Neonato viene al mondo “con la camicia” al San Bassiano. Un caso raro, uno su 80 mila
Si era evidentemente affezionato così tanto al sacco amniotico al punto di non volersene disfare nemmeno al momento della venuta alla luce. E ha fatto già parlare di sé, allora, il bebè Alexander, partorito da neomamma Nutchana per la gioia di papà Gianni, che dopo il primo piantino ha dovuto suo malgrado abbandonare la “camicia” che lo ha protetto non solo nei 9 mesi di gestazione, ma anche quando ha bussato alle porte del mondo. E al San Bassiano di Bassano di Grappa è stato subito un rincorrersi di sorrisi e battute, ricordando come il detto “nascere con la camicia” rappresenti nell’immaginario collettivo un benvenuto alla vita speciale e beneaugurante.,
Uno caso – quindi raro – su 80 mila, secondo le statistiche nazionali. Questo il numero dei neonati che vedono la luce dall’interno della placenta e avvolti nel liquido amniotico. Un evento che, nei secoli scorsi, quando rappresentava un fatto inspiegabile, si reputava alla stregua di un qualcosa di magico o indicava il nascituro come un “predestinato”. Per cosa, poi, non si è mai saputo.

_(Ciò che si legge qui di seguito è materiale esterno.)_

PR #66, opened 2024-06-13
[ENG-5804] - Mariia's GV local setup

ly-mariia:
- changed the order in the Dockerfile, docker didn't work because manage.py was run before installing requirements;
- added in README.md makemigrations command;
- changed the python3 command to python since we have one python;


addon_service/migrations/0002_alter_externalstorageservice_int_addon_imp_and_more.py
```diff
@@ -0,0 +1,59 @@
...
+            name="oauth2_client_config",
+            field=models.ForeignKey(
+                blank=True,
+                null=True,
+                on_delete=django.db.models.deletion.SET_NULL,
+                related_name="external_storage_services",
+                to="addon_service.oauth2clientconfig",
+            ),
+        ),
+    ]
```
adlius, line 59: Looks like we made some model changes without `makemigrations`. @jwalz @aaxelb Do we want to add a new migration file or do we want to fold it into `0001_initial`?

adlius (approved):
Thanks for updating the Dockerfile and the readme. Looks good.

addon_service/migrations/0002_alter_externalstorageservice_int_addon_imp_and_more.py
aaxelb: whoops, yeah i missed that

we are still updating `0001_initial` in place (`rm addon_service/migrations/000* && python manage.py makemigrations`), at least until we have external services set up on staging

Dockerfile
```diff
@@ -6,15 +6,16 @@ RUN apt-get update && apt-get install -y libpq-dev
...
 # END gv-base
 
 # BEGIN gv-deploy
 FROM gv-base as gv-deploy
 # only non-dev dependencies:
 RUN pip3 install --no-cache-dir -r requirements/requirements.txt
 # note: no CMD in gv-deploy -- depends on deployment
+
+RUN python manage.py collectstatic --noinput
+EXPOSE 8000
```
aaxelb, line 18: another whoops -- good catch, thx

aaxelb (commented):
thanks for catching these mistakes! i've opened a pr with fixes at #68

aaxelb:
fixes added with #68 -- thanks!

PR #67, opened 2024-06-14
Check whether test is running

adlius:
Currently, if we run tests locally, it is asking us to add 'osf' to the list of databases for tests. We have managed to avoid this by only appending the "osf" database configs when the `env.OSFDB_HOST` is set. This works for CI test runs but the same problem occurs locally when we try to run tests.

This PR tries to solve this problem by checking `sys.argv` to see if we are running tests. It works, but is this a hacky solution? Need some inputs/suggestions. @jwalz @aaxelb 

H/T @ly-mariia for discovering the problem.

### DIFF
--- a/app/settings.py
+++ b/app/settings.py
@@ -1,3 +1,4 @@
+import sys
 from pathlib import Path
 
 from app import env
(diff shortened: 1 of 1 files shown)


app/settings.py
```diff
@@ -103,7 +104,7 @@
     },
 }
 
-if env.OSFDB_HOST:
+if env.OSFDB_HOST and not sys.argv[1:2] == ["test"]:
```
aaxelb, line 107: yeah, this feels brittle... i tried an alternate fix in #68 that seemed to work (disabling django's automatic transaction handling), but then ran into another osfdb error from `makemigrations` (because my local osf postgres is still 9.x...) and decided to remove the default `OSFDB_HOST` until we have credentials migration logic using it

aaxelb:
#68 merged with an alternate workaround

Nel reparto di Ostetricia e Ginecologia dell’ospedale bassanese si è voluto allora celebrare quello che è stato in un colpo solo un lieto evento e pure un evento speciale. Con i dirigenti dell’Ulss 7 Pedemontana a voler condividere con la stampa locale e con la comunità una notizia di certo fuori dell’ordinario, per quando non inedita in assoluto. Ritornando al parto, la presenza della sacca integra di per sé non ha comportato complicazioni nella procedura: bimbo e mamma stanno bene. Anzi, col senno di poi, per Alexander è stato un passaggio per così dire “agevolato”, custodito nel suo guscio speciale che filtrava le prime luci della sala parto.

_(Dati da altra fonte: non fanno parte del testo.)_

PR #69, opened 2024-06-17
Fix/cors middleware

opaduchak:
Fixed not being able to call GV from frontend due to missing CORS headers


aaxelb (commented):
looks good! would you mind rebasing your changes onto `develop`? (i've now merged `assorted-betterment`, and you shouldn't need the migration changes)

A spiegare meglio nei dettagli è il direttore del reparto del San Bassiano, il dottor Roberto Rulli. Dopo la sorpresa iniziale, visto che qualcosa del genere può capitare sì e no una volta nella vita ai medici e infermieri presenti nei parti, tutto è andato secondo “i piani”. “Generalmente quando il bambino comincia a scendere – dice – le membrane tengono a rompersi spontaneamente, è la cosiddetta “rottura delle acque”, ma a volte questo non accade per una loro particolare elasticità. Non è qualcosa di cui abbiamo avvisaglie, dunque quando accade è una grande sorpresa anche per noi in sala parto. Dal punto di vista medico non rappresenta un rischio o una complicazione, perché il bambino è ancora attaccato al cordone ombelicale, da cui trae anche l’ossigeno, dunque prima si rompe la membrana e quindi si taglia il cordone. Sicuramente peril bambino è un passaggio meno traumatico, perché inizia a vedere la luce quando è ancora immerso nel liquido amniotico, che è alla temperatura del corpo. Per lui rappresenta una sorta di fase intermedia”.